May 2024 Portfolio Construction
Private Markets: First Credit, then Equity
By Geofrey Marshall, Senior Vice-President, and Portfolio Manager Fixed Income and Lead, CI Global Asset Management.
In terms of performance, private market assets generally had a better absolute year in 2023 but a weaker relative year compared to 2022. In that year, most parts of the private markets outperformed the double-digit losses experienced by their public market counterparts. In 2023, it was hard for any asset to keep up with the double-digit gains from U.S. equities, and the ‘Magnificent 7’ in particular.

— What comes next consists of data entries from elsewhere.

PR #6791, opened 2019-02-25
Allow Rails/ReflectionClassName to use symbol argument

unasuke:
```ruby
belongs_to :account, class_name: :Account
```

Rails/ReflectionClassName ( introduced from #6704 ) offences that code, but symbol is also uses as string so I think this code has no offences by the cop.

-----------------

* [x] Added tests.

### DIFF
--- a/CHANGELOG.md
+++ b/CHANGELOG.md
@@ -21,6 +21,7 @@
 * [#6800](https://github.com/rubocop-hq/rubocop/issues/6800): Fix an incorrect auto-correct for `Rails/Validation` when method arguments are enclosed in parentheses. ([@koic][])
 * [#6808](https://github.com/rubocop-hq/rubocop/issues/6808): Prevent false positive in `Naming/ConstantName` when assigning a frozen range. ([@drenmi][])
 * Fix the calculation of `Metrics/AbcSize`. Comparison methods and `else` branches add to the comparison count. ([@rrosenblum][])
+* [#6791](https://github.com/rubocop-hq/rubocop/pull/6791): Allow `Rails/ReflectionClassName` to use symbol argument for `class_name`. ([@unasuke][])
 
 ### Changes
 
@@ -3853,3 +3854,4 @@
 [@Bhacaz]: https://github.com/bhacaz
 [@enkessler]: https://github.com/enkessler
 [@tagliala]: https://github.com/tagliala
+[@unasuke]: https://github.com/unasuke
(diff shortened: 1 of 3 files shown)


koic:
That makes sense. Can you write the CHANGELOG entry?

unasuke:
@koic I see!

CHANGELOG.md
```diff
@@ -5,6 +5,7 @@
 ### Changes
 
 * [#6688](https://github.com/rubocop-hq/rubocop/pull/6688): Add `iterator?` to deprecated methods and prefer `block_given?` instead. ([@tejasbubane][])
+* [#6791](https://github.com/rubocop-hq/rubocop/pull/6791): Allow `Rails/ReflectionClassName` to use symbol argument. ([@unasuke][])
```
koic: Ah, probably this change is a bug fix. The symbol object is a valid argument that will not cause the following error.
https://github.com/rubocop-hq/rubocop/pull/6704#issuecomment-457121739

unasuke: Wow :exclamation: I moved the line to `fix bug` section, thx :wink:

koic:
Unfortunately I had overlooked the discussion below 💦 
https://github.com/rubocop-hq/rubocop/pull/6704#issuecomment-462247177

I have an opportunity to meet Rails committer soon. I'd like to make a final judgment by listening to opinion as Rails. Please wait for a little while longer.

Drenmi:
Looks like a number of different test cases have been squashed into one (even before you made this change.) Could you please separate the test cases so we test one thing per test? 🙂

koic:
Correct 💦 The test case of String object and the test case of Symbol object should have been independent.

mikegee:
I disagree with allowing a symbol here. It is immediately converted to a string with `to_s`, so we are ok requiring a string in the first place.

koic:
I think that using String for `class_name` will be more unified than using Symbol. However I'd like to accept this change. Because the following test case that accepts Symbol with `class_name` is written in test cases of Rails.
https://github.com/rails/rails/blob/v6.0.0.beta2/activerecord/test/cases/associations/has_and_belongs_to_many_associations_test.rb#L950-L955

On the other hand, If you propose to Rails that it does not accept Symbol with `class_name` and accept it, let's change it so that `Rails/ReflectionClassName` cop does not accept Symbol at that time.

Cc @amatsuda @kamipo @y-yagi

koic:
Thanks!

unasuke:
Thank you too!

Private credit funds, benefitting from high yields, and private equity secondary funds (think Dawson Capital Partners, who we have partnered with) generally posted the best returns and led fundraising. Even venture capital—our smallest allocation in the CI Private Markets funds—showed signs of life but companies are staying private longer and startups have been focusing more on cash flow than top-line growth at any cost. While fundraising has continued to prove difficult, accruing to new investors’ benefit. I believe, the managers (general partners or ‘GPs’) with the best performance are attracting a disproportionate amount of inflows; the big are getter bigger.

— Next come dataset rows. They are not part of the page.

PR #6795, opened 2019-02-28
[Fix #6777] Fix a false positive for `Style/TrivialAccessors`

### LINKED ISSUE #6777: Style/TrivialAccessors wrongly auto-corrects methods outside of classes
We have a method inside our `spec_helper.rb` file like this

```
def response
  @response
end
```
It's detected by `Style/TrivialAccessors` and replaced with `attr_reader` leading to error 

```
Failure/Error: attr_reader :response

NoMethodError:
  undefined method `attr_reader' for main:Object
```

## Expected behavior

`Style/TrivialAccessors` cop should not auto-correct methods outside classes.

## Actual behavior

It auto-corrects methods outside classes, e.g. in `spec/spec_helper.rb` to use `attr_reader` breaking the code.

```
# frozen_string_literal: true

def foo
  @foo
end

puts foo
```

This gets auto-corrected to
```
# frozen_string_literal: true

attr_reader :foo

puts foo
```

`ruby foo.rb` then gives the error `undefined method attr_reader for main:Object (NoMethodError)`

## RuboCop version

```
0.64.0 (using Parser 2.6.0.0, running on ruby 2.6.1 x86_64-darwin18)
```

In our view, private equity and private credit are at different points in their lifecycles. The more mature private equity market is reliant on exiting investments via sales or initial public offerings to return capital to investors before raising new money from investors. According to market data provider Preqin, a record US$3.2 trillion was tied up in aging, closely held companies at the end of 2023. The echo of aggressive overnight interest rate hikes in 2022 continues to resonate as weak investor sentiment, high borrowing costs and interest rate volatility all dampen deal activity. While we have seen deal activity accelerate in the pharmaceutical space and pockets of energy, we are hopeful the excitement around AI and the ‘Magnificent 7’ will translate into broader investor confidence as 2024 progresses.

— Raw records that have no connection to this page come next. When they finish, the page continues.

PR #6806, opened 2019-03-03
rm powerpack dependency

dduugg:
Rubocop adds a powerpack depenendency for five core extensions in production (as well as an additional one for tests). These extensions can cause issues when rubocop is executed in an environment that requires different versions of these core extensions. Further, two of them can be replaced by more concise code (`Array#butfirst` and `Enumerabale#drop_last`). An additional one (`Hash#symbolize_keys`) has only a single call site, which has been replaced with an inline version.
The remaining two (as well as the test dependency), are replaced by core extensions. (One of these, `String#strip_indent`, can be replaced by switching callers to use squiggly heredocs, once the minimum ruby version is 2.3.). The core extensions are preferred to the powerpack dependency, as it raises the barrier to the introduction of further core extensions.

Since there is no change to user behavior, this change relies on existing tests (though I'm happy to add more on request).

-----------------

* [ ] Added tests.
* [X] Added an entry to the [Changelog](../blob/master/CHANGELOG.md) if the new code introduces user-observable changes. See [changelog entry format](../blob/master/CONTRIBUTING.md#changelog-entry-format).


bbatsov:
I’ll think about this. Powerpack started as I wanted to extract some code out of RuboCop (and I didn’t want to use one of the huge libraries that existed with tons of extensions), but these days I don’t mind duplicating code that much. Never had much time for Powerpack to refine the idea of minimal extension lib that adds just really useful stuff, which should have probably been in Ruby in the first place. I was also ruminating on whether instead of extensions those should be module functions or something like this.

PR #6771, opened 2019-02-16
add specs for Layout/RescueEnsureAlignment fix c8ab8d9 from #6254

oehlschl:
This PR demonstrates that there are still unexpected issues with `Layout/RescueEnsureAlignment` even after issue #6254 was resolved. I'm not familiar enough with Rubocop internals to resolve the issue, but the specs still failing include the original test case from @ashmaroli.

Interest rate stabilization should also help boost valuations and spur new deal-making activity including take-privates (leveraged buyouts), sponsor-to-sponsor and sponsor-to-strategic-buyer transactions.
Private credit, on the other hand, has just hit puberty. From a supply perspective, U.S. banks face greater regulatory hurdles and smaller U.S. regional banks struggle with commercial real estate exposures, both of which limit their lending capacity and open the door for alternative lenders. In terms of demand, investors are responding to high yields and tight public market credit spreads and searching for fixed income returns without interest rate risk as they look to avoid a repeat of 2022. Private credit and all its iterations (direct lending, asset-backed lending, distressed, senior loans, etc.) are now a US$5 trillion market and in five years’ time could challenge the US$8 trillion U.S. investment-grade bond market in size and relevance. Private credit managers are treading on the toes of large banks, increasingly underwriting billion-dollar loans on private equity deals.